You can make pasta from sprouted flour.
Our sprouted flours are made from 100% certified organic whole grains so it contains all of the fiber from the whole grains.
Sprouted spelt, which is a wheat variety, contains less gluten than all other wheat varieties. Spelt grain has a hard outer hull which allows it to develop into a delicate water- soluble kernel so the nutrients from this grain are more easily absorbed in the body during digestion, making spelt consumable by most people with wheat sensitivities. Spelt does not rise as high as other wheat varieties due to the low gluten content.

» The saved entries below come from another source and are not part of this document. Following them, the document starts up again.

PR #500, opened 2024-03-19
Keep the build caches between builds

DavidM-D:
When rustflags change all build artifacts are invalidated, because they are present in the build of all dependencies. This PR keeps the wasm builds and the native builds separate allowing them to maintain their caches. This may break some people's workflows if they're manually building and running the integration tests.


DavidM-D:
On the following benchmark

```rust
#[test(tokio::test)]
async fn overhead_bench() -> anyhow::Result<()> {
    with_multichain_nodes(MultichainConfig::default(), |ctx| {
        Box::pin(async move {
            panic!();
        })
    })
    .await
}
```
Before:
```
cargo test multichain::overhead_bench -- --exact --test-threads 1  619.91s user 25.71s system 602% cpu 1:47.19 total
```

After
```
cargo test multichain::overhead_bench -- --exact --test-threads 1  1.43s user 0.78s system 14% cpu 15.621 total
```

volovyks (approved):
Tested locally, works cool!
We will need caching on CI thought, it's still 30+ minutes.

PR #504, opened 2024-03-19
fix: added naive intersection check for bypassing threshold

ChaoticTempest:
This will naively pop and insert back triples and presigs where the intersection between their participants and the current active participants do not meet the threshold requirement. This is naive and can have bad worst time tradeoffs but better to have it than not for now


volovyks (approved):

volovyks:
I have executed the tests one more time, it's throwing `ExecutionError("Exceeded the prepaid gas.")`  in `test_signature_large_stockpile`.

ChaoticTempest:
@volovyks yeah it's probably because the GH actions instance is slow to be running 8 nodes at once

node/src/protocol/presignature.rs
```diff
@@ -246,6 +246,11 @@ impl PresignatureManager {
         self.presignatures.remove(&id)
     }
 
+    pub fn insert_mine(&mut self, presig: Presignature) {
+        self.mine.push_back(presig.id);
```
ppca, line 250: nice, so basically it's deprioritized

ppca (approved):
LGTM. we could optimize how to pick the triple/presignature that has the largest overlap later.

volovyks (dismissed):

ppca (approved):

PR #506, opened 2024-03-20
test: many node stockpile

ChaoticTempest:
This sets the stockpile test to have 8 nodes and have a minimum triple amount of 10 per node.


ChaoticTempest:
@ppca with this branch, the following configuration works really well locally, so if they're spun up into multiple nodes, it should behave just as well:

Our sprouted flours are dried at 95 degrees which allows them to retain all of the nutrients. They are not stoneground.
Sprouted flours should be stored in a cool, dark, dry place in an airtight container and is best consumed within six months.
Some information on this page courtesy of Essential Eating copyright.
Our Stone Ground Flours
We grind our 100% organic grains in a stone mill to ensure that they are ground at a low temperature which allows the grains to retain all of their vitamins and enzymes that might be destroyed by processing in a mill that heats the flour.
All of our stone ground flours are 100% whole grains and should be stored in a cool, dry, dark place to preserve freshness. We grind our flours to order to insure freshness. Refrigeration or freezing extends the freshness and quality of whole grain flours.